The IAS Threat Lab evaluates the impact of generative AI in digital advertising
Generative AI has been commanding conversations in digital media lately. While generative AI isn’t a new concept, it has recently caught fire due to the prevalence and effectiveness of chatbot AI platforms, like ChatGPT. The onslaught of this technology has moved several tech giants to create their own version of an AI chatbot — and has inspired malware authors and fraudsters to do the same.
The IAS Threat Lab evaluated the effects of generative AI on ad fraud, how it could speed up the prominence of ad fraud in the digital advertising industry, and how we continue to protect marketers from these emerging threats.
What is generative AI?
Generative AI is artificial intelligence that’s able to create text, images, audio, video, or other media. This technology works by learning the patterns of information or data that it ingests, and generating new, similar information.
Let’s take a look at some ways marketers could be fooled by fraud powered by generative AI.
Fake websites and falsified user agent data
Generative AI can create realistic-looking websites filled with fake content, including articles, reviews, product listings, and more. It’s also possible to have AI ingest legitimate content from outside sources and have it launder the content into seemingly original articles and news stories. These sites can then be used to host fraudulent ads and generate fake impressions.
It doesn’t stop there. Fraudsters can leverage generative AI to create websites that closely mimic legitimate publishers, fooling marketers into thinking they’re placing their ads on reputable platforms. While not strictly fraudulent, this tactic can also be leveraged in Made-For-Advertising (MFA) sites in which a website with seemingly legitimate content overruns the majority of viewable space with advertisements.
MFA sites can be created at scale by an individual with the help of generative AI. Due to the positive viewability and brand safety metrics of placing ads on these domains, these sites can fool marketers into believing they’re generating quality impressions — but in reality, these ad placements are low quality and a waste of ad spend. In fact, the Association of National Advertisers (ANA) reports that MFA websites represent a shocking 21% of impressions.

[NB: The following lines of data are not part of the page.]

PR #3860, opened 2026-06-15
fix(self-custodial): home intermittently shows a zero balance for a funded account

### LINKED ISSUE #3852: Android 2.4.54 intermittently shows zero balance for non-custodial account
## Summary

Android 2.4.54 intermittently shows a zero balance on the home screen for a non-custodial account that still has funds.

Reported by Kemal in Slack `#1-tech-bot` on 2026-06-15 with two screenshots from the same non-custodial account about 20 minutes apart, with no transactions in between.

Tagging @esaugomez31 and @grimen to investigate.

## Observed behavior

Sometimes the home screen shows:

- Main balance: `$0.00`
- Bitcoin balance: `0 SAT` / `~ $0.00`
- Dollar balance: `$0.00`

A later/other view of the same account shows the expected balance:

- Main balance: `$0.12`
- Bitcoin balance: `187 SAT` / `~ $0.12`
- Dollar balance: `$0.00`

Kemal also tested invoice generation while the UI showed `$0.00`, and invoice generation succeeded. That suggests the account/wallet state may still be available, while the displayed balance is intermittently stale, missing, or incorrectly defaulted to zero.

## Environment

- App: Blink Mobile
- Platform: Android
- Version: 2.4.54
- Account type: Non-custodial

## Expected behavior

The home screen should consistently show the available Bitcoin balance for the account, or clearly show a loading/error state if balance data cannot be loaded. It should not silently display `$0.00` / `0 SAT` for a funded account.

## Notes / initial investigation questions

- Check whether the non-custodial balance query/cache can transiently resolve as empty/zero on app resume or account switch.
- Check whether a loading/error/null state is being coerced to zero in the home balance UI.
- Check whether invoice generation uses a different source of wallet state than the home balance display.
- Screenshots are attached in the original Slack thread:
  - working state at 17:05: `$0.12`, `187 SAT`
  - incorrect zero state at 16:44: `$0.00`, `0 SAT`

esaugomez31:
## Summary

On slow connections, a funded self-custodial account could show a $0.00 balance on the home screen. The home only treated the account as loading while the SDK status said so; when the wallet snapshot did not respond within the 5s timeout, the status flipped to error/offline with the wallets not loaded yet but the price already cached, so the home rendered a real $0.00 instead of a loading state.

Closes #3852

## Changes

**1. Show a loading state instead of a false zero** — the home now keys the self-custodial loading state off whether the wallets have actually loaded (empty wallets means the balance has not loaded yet, not that it is zero) instead of the SDK status. A slow or failed snapshot now shows the balance skeleton, and once the wallets are loaded it keeps the last known balance instead of dropping to $0.00.

**2. More time to load on slow networks** — the wallet-snapshot fetch now has its own 10s timeout instead of sharing the 5s status budget, so congested connections have more time to load the balance before falling back.

## Notes

- Custodial behavior is unchanged: the loading-state change is gated to self-custodial accounts; the custodial path keeps its existing query-based loading logic.
- The snapshot timeout is a separate constant from the connectivity-probe budget, so raising it to 10s does not slow down offline detection (the probes stay at 5s).

### DIFF
--- a/__tests__/screens/home.spec.tsx
+++ b/__tests__/screens/home.spec.tsx
@@ -825,4 +825,63 @@ describe("HomeScreen", () => {
       expect(lastIsVisible()).toBe(false)
     })
   })
+
+  describe("self-custodial balance loading (#3852)", () => {
+    afterEach(() => {
+      mockActiveWalletOverride = null
+    })
+
+    it("shows the loading state instead of $0.00 when the self-custodial balance failed to load", async () => {
+      mockActiveWalletOverride = {
+        wallets: [],
+        status: "error",
+        accountType: "self-custodial",
+        isReady: false,
+        isSelfCustodial: true,
+        needsBackendAuth: false,
+      }
+
+      const { queryByTestId } = render(
+        <ContextForScreen>
+          <HomeScreen />
+        </ContextForScreen>,
+      )
+      await flushEffects()
+
+      expect(queryByTestId("balance-value")).toBeNull()
+    })
+
+    it("keeps showing the balance when a later refresh goes offline and the wallets are retained", async () => {
+      mockActiveWalletOverride = {
+        wallets: [
+          {
+            id: "btc-1",
+            walletCurrency: "BTC",
+            balance: { amount: 5000, currency: "BTC", currencyCode: "BTC" },
+            transactions: [],
+          },
+          {
+            id: "usd-1",
+            walletCurrency: "USD",
+            balance: { amount: 0, currency: "USD", currencyCode: "USD" },
+            transactions: [],
+          },
+        ],
+        status: "offline",
+        accountType: "self-custodial",
+        isReady: false,
+        isSelfCustodial: true,
+        needsBackendAuth: false,
+      }
+
+      const { getByTestId } = render(
+        <ContextForScreen>
+          <HomeScreen />
+        </ContextForScreen>,
+      )
+      await flushEffects()
+
+      expect(getByTestId("balance-value")).toBeTruthy()
+    })
+  })
 })
--- a/__tests__/screens/home.spec.tsx
+++ b/__tests__/screens/home.spec.tsx
@@ -883,5 +883,45 @@ describe("HomeScreen", () => {
 
       expect(getByTestId("balance-value")).toBeTruthy()
     })
+
+    it("shows the loading state during an account switch, before the new wallets load", async () => {
+      mockActiveWalletOverride = {
+        wallets: [],
+        status: "loading",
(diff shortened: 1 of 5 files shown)


esaugomez31:
* **#3860** <a href="https://app.graphite.com/github/pr/blinkbitcoin/blink-mobile/3860?utm_source=stack-comment-icon" target="_blank">Graphite</a> 👈 <a href="https://app.graphite.com/github/pr/blinkbitcoin/blink-mobile/3860?utm_source=stack-comment-view-in-graphite" target="_blank">(View in Graphite)</a>
* `main`


<h2></h2>

grimen (changes requested):
Clean, correctly-scoped fix. Notes before merge.

### Test coverage

**1. The actual point-#2 behavior is untested.** The change that matters — a slow snapshot resolving *between 5s and 10s* now succeeds where it previously aborted — has no positive test. The wallet.spec test only exercises the abort at `WALLET_SNAPSHOT_TIMEOUT_MS + 1`. A "resolves at ~6s → succeeds" case would pin the timeout bump.

**2. No home-level account-switch test.** The new `home.spec` cases cover empty→skeleton and populated+offline→balance, but not the switch transition (wallets cleared → skeleton). It's implicitly covered by the provider spec, but the home-screen invariant the fix introduced isn't asserted at the home level.

### Code smells

**3. Loading semantics depend on a cross-module invariant.** `queryLoading` keys off `activeWallet.wallets.length === 0`, which only means "not loaded" because `buildWallets` (`wallet-snapshot.ts`) unconditionally returns 2 wallets on success — an invariant living in a different module. The inline comment helps, but if `buildWallets` ever returns `[]` for some future account shape, the home silently shows a permanent skeleton. A `status`-aware guard or an explicit "loaded" flag would be more robust.

esaugomez31:
@grimen

Test coverage
1. The actual point # 2 behavior is untested. Done. Added a "slow snapshot resolves within the timeout → succeeds" test: the snapshot resolves at 6s (past the old 5s budget, within the new 10s), asserting Ready + no timeout. Reverting the bump to 5s fails it.

2. No home-level account-switch test. Done. Added a switch test — status loading + empty wallets asserts the skeleton at the home level.

Code smells
3. Loading semantics depend on a cross-module invariant. Done. queryLoading is now !isReady && wallets.length === 0, so it no longer relies on buildWallets always returning 2 wallets — a ready account with no wallets now shows $0.00 instead of a permanent skeleton (new test), and a retained balance still survives a later offline refresh.

grimen (approved):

Generative AI can also falsify impressions by creating fake user agent strings, making it appear as if impressions are coming from legitimate devices and browsers. Fraudsters use AI models trained on vast datasets of real user agent data to generate plausible but entirely fake user agent strings. The data is then inserted into requests made by automated bots or scripts and allows for fraud at scale with the intention to bypass behavioral fraud detection.
Fraudulent user profiles and testimonials
Generative AI can create highly detailed user profiles. These fake profiles are often complete with demographic information, interests, and online behaviors with the intention of mimicking genuine user interactivity. Fake profiles often come hand-in-hand with AI-driven bots that can simulate user behavior, like mouse movements and ad interactions, to make fraudulent activity look natural.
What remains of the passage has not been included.